About The Benefits To Train For A Half Marathon - part 5
So, by today next week everything is over. The Berlin half-marathon will be run by then and I will know whether I have reached my goals. But now it is still almost one week to go. Now it gets serious. And I have to think about the last things to do. First what to eat in the next days and in the hours before the competition and of course about the last trainings. The last consideration is the easiest. Last year I run about 16 kilometers on the Monday and the Wednesday before the actual half-marathon. Since my experiences with this were good so I will do it again this way. Then I will rest for the last days only doing some fitness exercises each day.
But what about my diet? Unfortunately I lost the article I read last year and which suggestions I followed. But there are plenty of tips on the web about which diet is the best. First rule I learned is not to experiment just before a competition. Because your digestive system does not like to adapt to new things when under stress. Secondly I learned that our system is prepared for runs of lengths of about 21 kilometers. That means that you do not need a special diet when you already eat healthy food like all sorts of corn, vegetables, dairy products, fish and not too much meat.
For a daily run it is enough to just observe to eat healthy, having the last meal at least two hours before you run and while running find a balance between overcoming and pushing your limits but not overdo it so that you hurt yourself or get too exhausted to make it home. For a competition it is slightly different. The idea of taking part in a competition is to cross the finishing line in a time one finds acceptable for oneself or to cross the line at all. When running just for the exercise you only can decide to end it earlier and do a little bit more the next day without feeling bad. But that is not the idea in a competition.
Since training is the essential trick to make it over the 21 kilometers, nevertheless, one can help the body achieving this goal better with the right nutrition. So what does it need then? For a good physical performance and good health a special diet is unnecessary as pointed out earlier, given the fact that you already select healthy food consciously. In general your diet should be wholesome, varied, low-fat and mostly vegetarian with a high carbohydrate content. It should consist of 55 to 60 percent of carbohydrates, 25 to 30 percent of fat and 15 percent of protein. Carbohydrate-rich foods such as cereals, potatoes and legumes also provide dietary fiber, vegetable protein, vitamins and minerals. The increased demand for minerals and trace elements can be covered by a greater exercise-induced intake of calories. This happens by itself, simply because you eat more, while training hard.

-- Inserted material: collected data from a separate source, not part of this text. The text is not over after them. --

PR #2176, opened 2024-05-24
fix(providers): Correct http-client provider README, reference hyper instead of reqwest

joonas:
## Feature or Problem

The README is out of date with regards to the underlying implementation, so let's fix that.

### DIFF
--- a/crates/provider-http-client/README.md
+++ b/crates/provider-http-client/README.md
@@ -1,6 +1,6 @@
 # HTTP Client Capability Provider
 
-This capability provider implements the `wasmcloud:httpclient` capability contract, and enables an component to make outgoing HTTP(s) requests. It is implemented in Rust using the [hyper](https://hyper.rs/) library.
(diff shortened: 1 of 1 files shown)


crates/provider-http-client/README.md
```diff
@@ -1,6 +1,6 @@
 # HTTP Client Capability Provider
 
-This capability provider implements the `wasmcloud:httpclient` capability contract, and enables an component to make outgoing HTTP(s) requests. It is implemented in Rust using the [reqwest](https://docs.rs/reqwest) library.
+This capability provider implements the `wasmcloud:httpclient` capability contract, and enables an component to make outgoing HTTP(s) requests. It is implemented in Rust using the [hyper](https://hyper.rs/) library.
```
brooksmtownsend, line 3: While we're here 😄 
```suggestion
This capability provider implements the `wasi:http/outgoing-handler` interface, and enables an component to make outgoing HTTP(s) requests. It is implemented in Rust using the [hyper](https://hyper.rs/) library.
```

brooksmtownsend (changes requested):

PR #2178, opened 2024-05-24
feat(wash-cli): `wash up --wadm-manifest`

vados-cosmonic:
## Feature or Problem

This commit introduces the functionality for `wash up --wadm-manifest <path to manifest>`, which starts a host and immediately deploys an application defined in a WADM manifest, cleaning it up when the `Ctrl+C` is hit, along with normal host termination.

### DIFF
--- a/crates/wash-cli/src/app/mod.rs
+++ b/crates/wash-cli/src/app/mod.rs
@@ -220,10 +220,8 @@ async fn deploy_model(cmd: DeployCommand) -> Result<DeployModelResponse> {
 
     // If --replace was specified, we should attempt to replace the resources by deleting them beforehand
     if cmd.replace {
-        if let (Ok(name), version) = (
-            get_model_name(&app_manifest),
-            get_model_version(&app_manifest).map(Into::into),
-        ) {
+        if let (Some(name), version) = (app_manifest.name(), app_manifest.version().map(Into::into))
+        {
             if let Err(e) =
                 wash_lib::app::delete_model_version(&client, lattice.clone(), name, version, false)
                     .await
@@ -233,10 +231,19 @@ async fn deploy_model(cmd: DeployCommand) -> Result<DeployModelResponse> {
         }
     }
 
-    match app_manifest {
+    deploy_model_from_manifest(&client, lattice, app_manifest, cmd.version).await
+}
+
+pub(crate) async fn deploy_model_from_manifest(
+    client: &async_nats::Client,
+    lattice: Option<String>,
+    manifest: AppManifest,
+    version: Option<String>,
+) -> Result<DeployModelResponse> {
+    match manifest {
         AppManifest::SerializedModel(manifest) => {
             let put_res = wash_lib::app::put_model(
-                &client,
+                client,
                 lattice.clone(),
                 serde_yaml::to_string(&manifest)
                     .context("failed to convert manifest to string")?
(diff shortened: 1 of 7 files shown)


crates/wash-cli/src/up/mod.rs
```diff
@@ -494,17 +501,65 @@ pub async fn handle_up(cmd: UpCommand, output_kind: OutputKind) -> Result<Comman
...
+        if let Some(ref manifest_path) = cmd.wadm_opts.wadm_application {
+            spinner.update_spinner_message(
+                // wadm and NATS both exit immediately when sent SIGINT
+                "CTRL+c received, undeploying specified WADM manifest...".to_string(),
+            );
+            let manifest = load_app_manifest(AppManifestSource::File(manifest_path.clone()))
+                .await
+                .with_context(|| {
+                    format!(
+                        "failed to load manifest from path [{}]",
```
thomastaylor312, line 551: Nit: Might want to note that this happened on cleanup and manual cleanup will be required

crates/wash-cli/src/app/mod.rs
```diff
@@ -216,10 +216,35 @@ async fn deploy_model(cmd: DeployCommand) -> Result<DeployModelResponse> {
         None => load_app_manifest("-".parse()?).await?,
     };
 
-    match app_manifest {
+    deploy_model_from_manifest(&client, lattice, app_manifest, cmd.version).await
+}
+
+pub(crate) fn get_model_name(manifest: &AppManifest) -> Result<&str> {
```
thomastaylor312, line 222: Nit: Should this just be a method on `AppManifest`?

crates/wash-cli/src/up/mod.rs
```diff
@@ -494,17 +501,65 @@ pub async fn handle_up(cmd: UpCommand, output_kind: OutputKind) -> Result<Comman
...
+                        manifest_path.display()
+                    )
+                })?;
+            let model_name = get_model_name(&manifest)?;
+            wash_lib::app::undeploy_model(&client, Some(lattice), model_name, false).await?;
```
thomastaylor312, line 556: This shouldn't fail if the API returns a noop as it no longer exists so cleanup was successful

thomastaylor312 (changes requested):
A few nits and then one thing around error handling

crates/wash-cli/src/app/mod.rs
vados-cosmonic: Sure, a follow up PR to `wadm` to add it would be great -- tracking [that here](https://github.com/wasmCloud/wadm/issues/293)

crates/wash-cli/src/up/mod.rs
vados-cosmonic: Sorry I'm not sure what you mean here -- does a no-op return an `Err`? Is a no-op not an `Ok` with a different `DeployModelResponse`? I thought the result would be `DeployResult::Acknowledged` in that case.

thomastaylor312: I thought that the undeploy code we wrote did a delete under the hood. It doesn't so this comment isn't valid

thomastaylor312 (approved):

vados-cosmonic:
After discussion with Taylor, there's one more thing left to do:

- [ ] Check for `NoOp`/`Error` response in the `Ok` result from `undeploy_model_*` and `delete_model_*` calls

Shortly before the marathon, you should replenish your glycogen stores with a little trick to take as much fuel for your muscles as possible. At first you empty your glycogen stores by an exhaustive exercise three to four days before the race. Then you eat carbohydrates. They are especially in pasta, rice, potatoes and whole grain bread. By over-compensating your body then stores more glycogen than before.

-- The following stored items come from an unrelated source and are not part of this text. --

PR #2180, opened 2024-05-25
chore(wash-lib): Test HTTP(S)_PROXY and WASH_PROXY_* configurations

joonas:
## Feature or Problem

This builds on https://github.com/wasmCloud/wasmCloud/pull/2175 by adding a set of tests to try out the various configurations.

I chose not to push this into #2175 in case we didn't want to go down this route for testing. The goal is mostly to prove out that #2175 works as intended.

### DIFF
--- a/Cargo.lock
+++ b/Cargo.lock
@@ -954,6 +954,56 @@ dependencies = [
 ]
 
 [[package]]
+name = "bollard"
+version = "0.16.1"
+source = "registry+https://github.com/rust-lang/crates.io-index"
+checksum = "0aed08d3adb6ebe0eff737115056652670ae290f177759aac19c30456135f94c"
+dependencies = [
+ "base64 0.22.1",
+ "bollard-stubs",
+ "bytes",
+ "futures-core",
+ "futures-util",
+ "hex",
+ "home",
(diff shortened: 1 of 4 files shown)


joonas:
Note: the tests on the `windows-latest` and `macos-11` runners are failing because:
1. the [underlying library testcontainers uses for interacting with Docker](https://github.com/fussybeaver/bollard) isn't for some reason able to find Docker on Windows.
2. MacOS runner images do not contain Docker at all.

Both of these can probably be addressed with upstream work / downstream/inline workarounds, or alternatively we could limit these tests to Linux only for the moment.

brooksmtownsend (approved):

brooksmtownsend:
I suppose I'm good with either this or #2175 merging (or both!)

joonas:
My goal was to merge #2175 first and then rebase this on top of it, mostly because I wanted to unblock #2175 before we had a chance to look at the testing here, but given that #2175 is blocked on requested changes, this one would've ended up being able to merge first.

I'll also note that this ends up reimplementing #2175 only because you can't stack PRs from forks, at least not that I could find.

PR #2185, opened 2024-05-28
feat(wash-cli): enable deleting manifests by file name

vados-cosmonic:
## Feature or Problem

This commit enables `wash app delete` to delete applications by manifest file, rather than strictly by model name inside the manifest.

This glycogen will feed your muscles during the half-marathon. But even before the half-marathon you should eat. Do not take part in it without having eaten something light as cereals three hours or if the run is in the morning the evening before. Just before the start you can have a banana. Before I left the house last year to cycle on my bike to the starting line I drank some carbo mineral sports nutrition drink and liquid magnesium with vitamin B6. That was around one hour before the start.
Start drinking early but not too much. That is not good for the stomach and it forces you all the time to go to the rest rooms. While running use all opportunities to drink water or tea which is offered along the course. During training I never drink but during the half-marathon I did all the time. It is a bit difficult to do so while still running, but you can train it too before. I found out that it is a good idea to drink the sugared tea. It gave me some energy. On kilometer 17 my family awaited me and handed me some energy extract which you suck out of the bag and which goes directly in your blood giving you new energy. I did not eat during the competiton. It is not necessary. Later this week I will post an article on our Facebookpage in which just this question is discussed. So look out for it.
Well that basically is it. And do not be afraid you will not succeed. It is much easier as expected. All the other runners virtually pull you with them. There is always someone you can use as pacemaker. Just stick behind him for a while and then look for another one who might be a bit faster. There are people along the course who cheer and play music. That gives you energy. It is okay to sprint sometimes, but not too often. Of course the last couple of kilometers are hard. But somewhere between kilometer 19 and the finishing line your energy level suddenly rises and you try to take over as much people as possible. And when you cross the finishing line you will feel like you could run forever. There is no better reward than making it. All the people congratulating you and being envious that you did it – no matter what time you needed for it – is just the icing on the cake.
So, just do it, because you can and next year we will run the Berlin half-marathon together.